Monday, 11 February 2008

[AT RISK 2008/002] February 11th 2008 - emergency kernel upgrade

Maintenance log for February 8th 2008
Attending: dwm
Status: Completed at 1405hrs GMT
Summary:

Tastycake.net server kalimdor.tastycake.net being rebooted (at least once) at approximately 1200noon GMT for an emergency kernel upgrade.
New kernel needed to patch local root escalation vulnerabilities (CVE-2008-0009, CVE-2008-0010).
No Tastycake.net services will be available whilst reboots are occurring.
Works to be carried out:
- Build new linux kernel (2.6.24.2) to replace existing build (2.6.24). (Complete)
- Install new kernel and set as default. (Complete)
- Reboot machine to start using new kernel. (Complete)

Transcript:

[1405] All tests clear, at-risk period concluded.
[1400] Machine rebooted successfully into new kernel. Running final checks..
[1357] Machine rebooted.
[1353] Believed that I have corrected the booting problem (missing /dev/md0 entry in /etc/mdadm/mdadm.conf) and rebooting again. (Again, with 1-minute grace.)
[1347] Successfully rebooted using original kernel; will be fixing raid-auto start, then rebooting again.
[1334] Backup kernel not functioning; appears to not be auto-starting /dev/md0; will need to configure manually. This may take a few minutes..
[1331] Failed to boot using new kernel, power-cycled via power-switch interface.
[1328] Machine reboot.
[1326] Reboot triggered with 1-minute grace delay.
[1320] New kernel installed, ready to reboot.

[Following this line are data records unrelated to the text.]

PR #1773, opened 2025-12-03
draft: unpin windows dependencies

mjcarroll:
Some other quality of life stuff as well

To get started here:

Get `buildcache`:

https://gitlab.com/bits-n-bites/buildcache/-/releases

And put it in C:\buildcache (or somewhere else and adjust paths, hardcoded for now)

```
# Install both runtime and devel dependencies
pixi install -a

# Checkout source repos
pixi run import

# use a pixi task to build
pixi run build --packages-up-to rclcpp

# OR Enter the pixi shell with devel dependencies
pixi shell -e dev
```

### DIFF
--- a/.github/workflows/pixi_ci.yaml
+++ b/.github/workflows/pixi_ci.yaml
@@ -14,13 +14,11 @@ jobs:
           environments: dev
           pixi-version: v0.60.0
           cache: true
-          cache-key: ${{ runner.os }}-${{ hashFiles('pixi.lock') }}
+          cache-key: ${{ matrix.os }}-${{ hashFiles('pixi.lock') }}
           frozen: true
-      - uses: mjcarroll/buildcache-action@v2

Warning sent via wall to all logged-in users.
[1313] Updated kernel package built, installed in Tastycake package repository.
[1107] Initial update of maintenance log.
[1010] Determined that 2.6.24.1 kernel that had been built overnight has been superceded by 2.6.24.2, building new kernel image.

Saturday, 9 February 2008

[AT RISK 2008/001] February 9th 2008 - scheduled maintenance

Maintenance log for February 8th 2008
Attending: dwm
Status: completed at 15:11hrs
Summary:

Tastycake.net server kalimdor.tastycake.net being taken offline at 1200noon GMT for maintenance.
No Tastycake.net services will be available whilst works are in progress.
Works to be carried out:
- Install third 250GB hard-drive into RAID mirror. (Complete)
- Install GRUB bootloader on third drive. (Complete)
- Replace old 127GB hard-drive with new 250GB replacement. (Complete)
- Install GRUB bootloader on replacement drive. (Complete)
- Create new RAID mirror set on as-yet unallocated space. (Complete)
- Expand LVM working set using new RAID mirror set. (Complete)
- Upgrade local kernel to 2.6.24. (Complete)
- Discontinue local NFS server, use read-only bind mount for /vol/recover instead.
  (New feature in 2.6.24.) (Cancelled)